Supplied records Start Marker

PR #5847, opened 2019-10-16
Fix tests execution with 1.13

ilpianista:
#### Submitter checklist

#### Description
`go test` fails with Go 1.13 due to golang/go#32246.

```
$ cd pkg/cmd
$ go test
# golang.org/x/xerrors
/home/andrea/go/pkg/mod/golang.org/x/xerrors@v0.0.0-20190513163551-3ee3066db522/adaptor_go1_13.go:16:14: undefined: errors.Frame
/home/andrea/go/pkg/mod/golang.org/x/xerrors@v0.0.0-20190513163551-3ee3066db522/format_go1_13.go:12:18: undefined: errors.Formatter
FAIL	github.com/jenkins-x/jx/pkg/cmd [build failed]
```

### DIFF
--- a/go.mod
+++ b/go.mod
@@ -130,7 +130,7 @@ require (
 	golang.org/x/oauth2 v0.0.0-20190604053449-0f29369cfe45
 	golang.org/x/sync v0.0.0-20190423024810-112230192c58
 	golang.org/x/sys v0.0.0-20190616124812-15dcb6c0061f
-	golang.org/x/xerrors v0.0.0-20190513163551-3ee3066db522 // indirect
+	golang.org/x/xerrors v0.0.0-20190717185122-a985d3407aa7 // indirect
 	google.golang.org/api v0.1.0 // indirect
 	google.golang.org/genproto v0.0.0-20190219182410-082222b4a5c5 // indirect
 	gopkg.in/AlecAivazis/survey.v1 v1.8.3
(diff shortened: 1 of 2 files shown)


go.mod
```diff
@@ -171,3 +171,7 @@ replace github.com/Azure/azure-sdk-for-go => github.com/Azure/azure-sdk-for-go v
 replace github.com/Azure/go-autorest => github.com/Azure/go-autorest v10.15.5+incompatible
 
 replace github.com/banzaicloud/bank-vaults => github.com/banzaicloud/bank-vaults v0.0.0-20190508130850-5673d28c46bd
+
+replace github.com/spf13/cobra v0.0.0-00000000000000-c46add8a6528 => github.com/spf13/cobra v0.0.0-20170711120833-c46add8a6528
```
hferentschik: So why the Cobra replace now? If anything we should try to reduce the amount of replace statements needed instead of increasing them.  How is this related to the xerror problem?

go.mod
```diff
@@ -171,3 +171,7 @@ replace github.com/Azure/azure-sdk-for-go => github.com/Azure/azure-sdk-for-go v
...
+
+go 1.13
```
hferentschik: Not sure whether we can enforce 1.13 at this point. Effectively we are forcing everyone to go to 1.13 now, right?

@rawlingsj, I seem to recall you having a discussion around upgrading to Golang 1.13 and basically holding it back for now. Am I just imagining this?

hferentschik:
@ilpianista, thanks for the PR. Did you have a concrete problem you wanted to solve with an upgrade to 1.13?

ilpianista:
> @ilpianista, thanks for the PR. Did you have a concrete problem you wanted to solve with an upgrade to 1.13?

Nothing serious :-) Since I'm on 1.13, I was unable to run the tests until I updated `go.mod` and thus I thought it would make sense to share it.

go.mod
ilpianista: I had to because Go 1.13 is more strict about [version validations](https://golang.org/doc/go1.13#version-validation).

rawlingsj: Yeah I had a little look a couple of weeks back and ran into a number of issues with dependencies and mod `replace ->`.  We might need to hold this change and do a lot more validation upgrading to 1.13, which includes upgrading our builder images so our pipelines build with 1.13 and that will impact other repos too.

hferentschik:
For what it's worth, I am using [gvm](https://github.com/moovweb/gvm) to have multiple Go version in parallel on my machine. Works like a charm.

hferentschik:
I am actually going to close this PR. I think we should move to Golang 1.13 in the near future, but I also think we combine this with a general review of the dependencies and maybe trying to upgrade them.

Supplied records End Marker
Supplied records Start Marker

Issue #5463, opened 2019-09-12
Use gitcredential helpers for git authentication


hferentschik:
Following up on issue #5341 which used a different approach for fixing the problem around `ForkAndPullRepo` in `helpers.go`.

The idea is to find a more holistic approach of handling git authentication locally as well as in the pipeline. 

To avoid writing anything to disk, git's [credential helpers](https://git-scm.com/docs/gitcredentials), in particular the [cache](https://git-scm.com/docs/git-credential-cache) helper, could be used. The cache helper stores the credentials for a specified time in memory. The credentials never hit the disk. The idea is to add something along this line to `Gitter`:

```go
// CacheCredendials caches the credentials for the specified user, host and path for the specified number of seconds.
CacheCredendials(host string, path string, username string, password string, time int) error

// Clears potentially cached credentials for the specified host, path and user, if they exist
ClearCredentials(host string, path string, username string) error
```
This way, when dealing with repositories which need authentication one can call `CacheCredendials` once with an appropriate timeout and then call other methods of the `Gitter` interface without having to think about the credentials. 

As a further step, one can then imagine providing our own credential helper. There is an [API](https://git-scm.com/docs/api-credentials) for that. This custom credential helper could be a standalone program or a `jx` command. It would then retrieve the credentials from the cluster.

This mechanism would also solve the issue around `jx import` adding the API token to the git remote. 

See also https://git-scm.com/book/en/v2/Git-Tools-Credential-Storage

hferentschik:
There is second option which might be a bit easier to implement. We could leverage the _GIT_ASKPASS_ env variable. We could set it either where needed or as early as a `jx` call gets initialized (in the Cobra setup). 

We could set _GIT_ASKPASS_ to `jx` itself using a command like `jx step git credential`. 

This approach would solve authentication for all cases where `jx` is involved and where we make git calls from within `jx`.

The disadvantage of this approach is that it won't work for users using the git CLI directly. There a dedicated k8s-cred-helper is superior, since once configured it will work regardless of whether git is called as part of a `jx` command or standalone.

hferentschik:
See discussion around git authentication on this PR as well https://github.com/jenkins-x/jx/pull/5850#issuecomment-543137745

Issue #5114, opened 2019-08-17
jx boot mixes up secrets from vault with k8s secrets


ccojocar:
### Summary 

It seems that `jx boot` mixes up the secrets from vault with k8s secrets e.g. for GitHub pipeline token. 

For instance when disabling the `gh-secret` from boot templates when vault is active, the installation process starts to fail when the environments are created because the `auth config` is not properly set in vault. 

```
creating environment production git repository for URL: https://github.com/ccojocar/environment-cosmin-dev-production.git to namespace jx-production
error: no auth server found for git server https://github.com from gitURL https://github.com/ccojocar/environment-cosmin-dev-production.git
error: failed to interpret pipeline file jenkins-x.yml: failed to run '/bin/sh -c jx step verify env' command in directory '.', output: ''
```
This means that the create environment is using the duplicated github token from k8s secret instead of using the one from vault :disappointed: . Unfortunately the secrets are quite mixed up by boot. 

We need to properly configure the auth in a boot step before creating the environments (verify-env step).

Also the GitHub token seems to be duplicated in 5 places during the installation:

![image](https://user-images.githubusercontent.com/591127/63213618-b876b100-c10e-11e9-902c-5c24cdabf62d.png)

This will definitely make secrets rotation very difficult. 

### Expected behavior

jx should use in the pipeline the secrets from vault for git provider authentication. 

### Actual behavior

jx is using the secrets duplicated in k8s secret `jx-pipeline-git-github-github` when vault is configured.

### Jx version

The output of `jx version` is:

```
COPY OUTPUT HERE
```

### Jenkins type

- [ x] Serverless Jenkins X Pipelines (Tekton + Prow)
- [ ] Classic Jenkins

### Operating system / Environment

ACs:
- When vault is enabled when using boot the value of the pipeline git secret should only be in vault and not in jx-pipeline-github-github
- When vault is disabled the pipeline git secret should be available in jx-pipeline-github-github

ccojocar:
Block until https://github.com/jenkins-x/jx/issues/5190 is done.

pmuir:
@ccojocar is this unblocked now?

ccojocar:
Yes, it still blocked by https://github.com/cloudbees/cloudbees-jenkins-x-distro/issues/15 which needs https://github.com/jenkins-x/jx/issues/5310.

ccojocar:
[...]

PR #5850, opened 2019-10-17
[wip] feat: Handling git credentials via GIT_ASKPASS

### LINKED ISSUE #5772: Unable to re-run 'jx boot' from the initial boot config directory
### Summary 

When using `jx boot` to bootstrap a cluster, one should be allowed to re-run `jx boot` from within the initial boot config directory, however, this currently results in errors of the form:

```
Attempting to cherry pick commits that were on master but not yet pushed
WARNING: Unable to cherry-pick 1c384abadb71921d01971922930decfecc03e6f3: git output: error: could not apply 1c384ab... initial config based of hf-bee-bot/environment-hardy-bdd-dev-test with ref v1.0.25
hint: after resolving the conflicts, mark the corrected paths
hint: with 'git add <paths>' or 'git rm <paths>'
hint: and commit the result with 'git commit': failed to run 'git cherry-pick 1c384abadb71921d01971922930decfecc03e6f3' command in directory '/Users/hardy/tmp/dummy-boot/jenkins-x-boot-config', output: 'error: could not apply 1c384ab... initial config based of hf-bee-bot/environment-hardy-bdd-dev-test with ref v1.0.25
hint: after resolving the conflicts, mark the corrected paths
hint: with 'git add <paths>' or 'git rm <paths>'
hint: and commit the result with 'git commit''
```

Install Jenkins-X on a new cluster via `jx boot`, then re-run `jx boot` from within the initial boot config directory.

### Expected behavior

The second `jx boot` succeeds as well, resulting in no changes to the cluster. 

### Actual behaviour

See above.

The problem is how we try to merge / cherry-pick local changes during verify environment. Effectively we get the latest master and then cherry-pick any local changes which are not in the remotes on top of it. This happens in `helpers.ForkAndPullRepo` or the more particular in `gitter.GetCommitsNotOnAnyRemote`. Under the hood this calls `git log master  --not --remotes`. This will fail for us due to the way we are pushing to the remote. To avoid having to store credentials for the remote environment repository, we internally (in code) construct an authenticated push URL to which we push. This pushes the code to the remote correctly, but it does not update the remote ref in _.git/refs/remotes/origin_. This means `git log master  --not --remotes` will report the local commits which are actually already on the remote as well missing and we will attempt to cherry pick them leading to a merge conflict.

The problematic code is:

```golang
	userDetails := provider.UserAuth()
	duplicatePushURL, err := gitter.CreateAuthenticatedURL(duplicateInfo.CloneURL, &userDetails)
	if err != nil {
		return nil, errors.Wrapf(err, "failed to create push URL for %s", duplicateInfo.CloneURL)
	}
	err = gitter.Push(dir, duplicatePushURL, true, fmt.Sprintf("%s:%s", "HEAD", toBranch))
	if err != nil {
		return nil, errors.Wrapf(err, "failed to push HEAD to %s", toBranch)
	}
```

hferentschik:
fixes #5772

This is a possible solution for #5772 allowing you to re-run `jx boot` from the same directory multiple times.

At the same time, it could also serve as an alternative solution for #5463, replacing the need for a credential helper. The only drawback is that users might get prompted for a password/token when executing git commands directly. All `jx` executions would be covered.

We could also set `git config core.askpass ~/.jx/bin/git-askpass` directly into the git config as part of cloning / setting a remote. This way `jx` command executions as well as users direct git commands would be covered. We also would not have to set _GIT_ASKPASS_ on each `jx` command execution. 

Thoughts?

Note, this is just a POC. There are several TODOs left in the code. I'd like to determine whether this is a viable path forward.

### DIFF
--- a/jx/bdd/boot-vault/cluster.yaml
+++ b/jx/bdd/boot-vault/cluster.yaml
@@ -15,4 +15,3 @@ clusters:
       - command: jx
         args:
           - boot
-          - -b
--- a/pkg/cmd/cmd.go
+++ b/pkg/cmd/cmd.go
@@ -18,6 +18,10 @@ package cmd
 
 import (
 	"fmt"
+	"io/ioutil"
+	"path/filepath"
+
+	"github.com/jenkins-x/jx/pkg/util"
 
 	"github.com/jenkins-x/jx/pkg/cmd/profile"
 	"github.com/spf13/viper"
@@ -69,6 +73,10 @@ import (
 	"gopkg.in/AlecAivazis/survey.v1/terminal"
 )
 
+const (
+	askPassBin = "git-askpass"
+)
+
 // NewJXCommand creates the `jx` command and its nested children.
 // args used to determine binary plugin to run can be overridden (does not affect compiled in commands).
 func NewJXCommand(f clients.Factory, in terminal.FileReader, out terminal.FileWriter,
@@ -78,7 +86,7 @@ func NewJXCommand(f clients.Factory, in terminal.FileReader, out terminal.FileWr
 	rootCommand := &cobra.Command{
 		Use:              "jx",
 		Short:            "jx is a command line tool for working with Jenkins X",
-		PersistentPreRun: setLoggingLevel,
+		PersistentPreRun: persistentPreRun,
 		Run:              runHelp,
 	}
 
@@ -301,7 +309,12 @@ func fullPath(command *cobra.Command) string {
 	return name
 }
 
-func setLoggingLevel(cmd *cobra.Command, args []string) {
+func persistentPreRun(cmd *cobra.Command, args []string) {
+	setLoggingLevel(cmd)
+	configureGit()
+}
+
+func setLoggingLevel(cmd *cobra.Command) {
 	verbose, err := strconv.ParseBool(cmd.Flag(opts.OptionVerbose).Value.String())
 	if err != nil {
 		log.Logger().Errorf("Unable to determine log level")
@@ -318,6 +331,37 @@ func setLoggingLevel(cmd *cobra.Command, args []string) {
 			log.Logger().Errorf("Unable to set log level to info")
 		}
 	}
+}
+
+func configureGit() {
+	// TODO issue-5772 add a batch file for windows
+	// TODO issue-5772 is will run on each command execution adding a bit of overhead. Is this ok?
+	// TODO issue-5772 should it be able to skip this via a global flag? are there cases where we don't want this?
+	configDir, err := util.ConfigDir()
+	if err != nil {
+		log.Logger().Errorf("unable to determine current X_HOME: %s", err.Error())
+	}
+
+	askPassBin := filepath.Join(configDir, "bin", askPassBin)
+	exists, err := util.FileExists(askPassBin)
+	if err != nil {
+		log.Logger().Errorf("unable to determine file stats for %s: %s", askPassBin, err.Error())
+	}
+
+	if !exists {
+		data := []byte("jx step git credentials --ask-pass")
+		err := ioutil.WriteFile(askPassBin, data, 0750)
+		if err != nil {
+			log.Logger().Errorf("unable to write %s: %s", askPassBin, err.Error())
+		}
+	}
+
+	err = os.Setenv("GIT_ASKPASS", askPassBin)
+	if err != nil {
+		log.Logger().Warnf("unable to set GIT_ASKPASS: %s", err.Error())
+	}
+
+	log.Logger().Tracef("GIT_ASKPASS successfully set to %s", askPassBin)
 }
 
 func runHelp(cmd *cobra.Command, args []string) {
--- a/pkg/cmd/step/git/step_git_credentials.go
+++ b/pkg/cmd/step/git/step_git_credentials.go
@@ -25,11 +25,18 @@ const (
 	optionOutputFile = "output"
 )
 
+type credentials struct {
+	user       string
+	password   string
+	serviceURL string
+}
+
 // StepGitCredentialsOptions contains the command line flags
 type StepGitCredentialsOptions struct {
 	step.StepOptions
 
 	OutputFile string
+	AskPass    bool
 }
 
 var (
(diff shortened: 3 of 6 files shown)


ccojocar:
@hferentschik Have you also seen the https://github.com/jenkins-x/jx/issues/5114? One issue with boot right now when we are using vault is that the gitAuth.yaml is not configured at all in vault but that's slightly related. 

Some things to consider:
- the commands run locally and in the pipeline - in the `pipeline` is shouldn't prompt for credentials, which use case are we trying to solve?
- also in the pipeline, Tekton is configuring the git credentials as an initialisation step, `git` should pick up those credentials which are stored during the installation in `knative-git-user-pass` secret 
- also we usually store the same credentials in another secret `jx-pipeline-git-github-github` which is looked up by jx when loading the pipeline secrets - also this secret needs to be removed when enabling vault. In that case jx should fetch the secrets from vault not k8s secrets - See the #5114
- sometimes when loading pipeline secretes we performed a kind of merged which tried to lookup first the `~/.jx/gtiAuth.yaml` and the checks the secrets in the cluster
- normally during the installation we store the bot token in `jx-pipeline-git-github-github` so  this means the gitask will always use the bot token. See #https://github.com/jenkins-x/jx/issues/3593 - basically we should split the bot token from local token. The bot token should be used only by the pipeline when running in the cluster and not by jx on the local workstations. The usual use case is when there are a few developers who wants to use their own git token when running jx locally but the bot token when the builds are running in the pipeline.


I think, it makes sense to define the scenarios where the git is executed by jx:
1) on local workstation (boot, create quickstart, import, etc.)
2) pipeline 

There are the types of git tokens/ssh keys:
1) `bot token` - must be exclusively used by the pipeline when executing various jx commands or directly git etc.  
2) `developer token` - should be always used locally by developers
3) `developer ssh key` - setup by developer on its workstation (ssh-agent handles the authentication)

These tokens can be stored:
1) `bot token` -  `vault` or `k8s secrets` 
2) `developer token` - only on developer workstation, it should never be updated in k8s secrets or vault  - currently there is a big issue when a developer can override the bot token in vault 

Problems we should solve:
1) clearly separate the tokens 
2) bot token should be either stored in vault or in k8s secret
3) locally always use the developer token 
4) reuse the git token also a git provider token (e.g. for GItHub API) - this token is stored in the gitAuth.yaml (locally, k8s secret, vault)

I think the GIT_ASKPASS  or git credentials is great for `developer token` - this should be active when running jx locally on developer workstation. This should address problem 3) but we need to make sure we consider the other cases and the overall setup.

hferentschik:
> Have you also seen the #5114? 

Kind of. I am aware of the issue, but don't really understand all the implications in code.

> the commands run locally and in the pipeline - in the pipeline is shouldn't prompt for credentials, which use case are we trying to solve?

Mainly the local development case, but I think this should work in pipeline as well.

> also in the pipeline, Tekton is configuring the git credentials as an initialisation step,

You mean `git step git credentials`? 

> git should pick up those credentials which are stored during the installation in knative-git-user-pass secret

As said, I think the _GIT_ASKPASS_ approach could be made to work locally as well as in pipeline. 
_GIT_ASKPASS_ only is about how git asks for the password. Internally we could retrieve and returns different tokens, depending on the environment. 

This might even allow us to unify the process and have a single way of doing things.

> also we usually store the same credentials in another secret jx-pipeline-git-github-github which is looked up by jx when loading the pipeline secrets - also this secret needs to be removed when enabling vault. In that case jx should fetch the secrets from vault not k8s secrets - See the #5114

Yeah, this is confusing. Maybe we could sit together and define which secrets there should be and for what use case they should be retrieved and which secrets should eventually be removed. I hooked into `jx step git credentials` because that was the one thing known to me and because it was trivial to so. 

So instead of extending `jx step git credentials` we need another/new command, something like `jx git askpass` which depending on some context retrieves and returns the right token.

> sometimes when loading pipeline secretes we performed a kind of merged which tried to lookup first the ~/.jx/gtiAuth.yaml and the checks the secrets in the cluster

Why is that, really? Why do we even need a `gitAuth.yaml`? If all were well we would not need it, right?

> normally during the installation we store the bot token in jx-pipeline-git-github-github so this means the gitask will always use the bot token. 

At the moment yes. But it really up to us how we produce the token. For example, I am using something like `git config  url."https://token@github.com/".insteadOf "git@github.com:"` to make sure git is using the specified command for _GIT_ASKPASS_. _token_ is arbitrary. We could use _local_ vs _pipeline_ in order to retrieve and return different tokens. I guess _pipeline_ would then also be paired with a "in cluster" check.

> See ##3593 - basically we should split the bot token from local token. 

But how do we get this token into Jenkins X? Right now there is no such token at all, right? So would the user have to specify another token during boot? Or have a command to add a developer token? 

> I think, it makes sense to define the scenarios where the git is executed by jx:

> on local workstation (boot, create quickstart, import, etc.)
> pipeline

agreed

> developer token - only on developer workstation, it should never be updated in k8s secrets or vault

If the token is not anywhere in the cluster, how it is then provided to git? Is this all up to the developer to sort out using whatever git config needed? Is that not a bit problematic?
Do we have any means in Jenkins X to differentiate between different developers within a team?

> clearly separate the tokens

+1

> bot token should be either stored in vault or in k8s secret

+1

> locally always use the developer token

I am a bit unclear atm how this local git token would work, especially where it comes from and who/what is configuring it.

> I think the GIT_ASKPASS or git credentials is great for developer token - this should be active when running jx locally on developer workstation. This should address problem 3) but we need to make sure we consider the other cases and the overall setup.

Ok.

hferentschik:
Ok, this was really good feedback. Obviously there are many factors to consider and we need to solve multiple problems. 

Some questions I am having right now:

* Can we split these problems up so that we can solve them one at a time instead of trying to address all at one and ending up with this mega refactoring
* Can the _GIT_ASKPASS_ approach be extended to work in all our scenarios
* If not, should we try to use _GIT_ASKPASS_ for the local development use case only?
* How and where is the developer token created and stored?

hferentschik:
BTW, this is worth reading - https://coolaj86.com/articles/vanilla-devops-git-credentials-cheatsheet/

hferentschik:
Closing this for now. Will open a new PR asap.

Supplied records End Marker

What the exercise asks
Tally the lines of the material above that include the word "userDetails", then state that tally alone.

Written response
2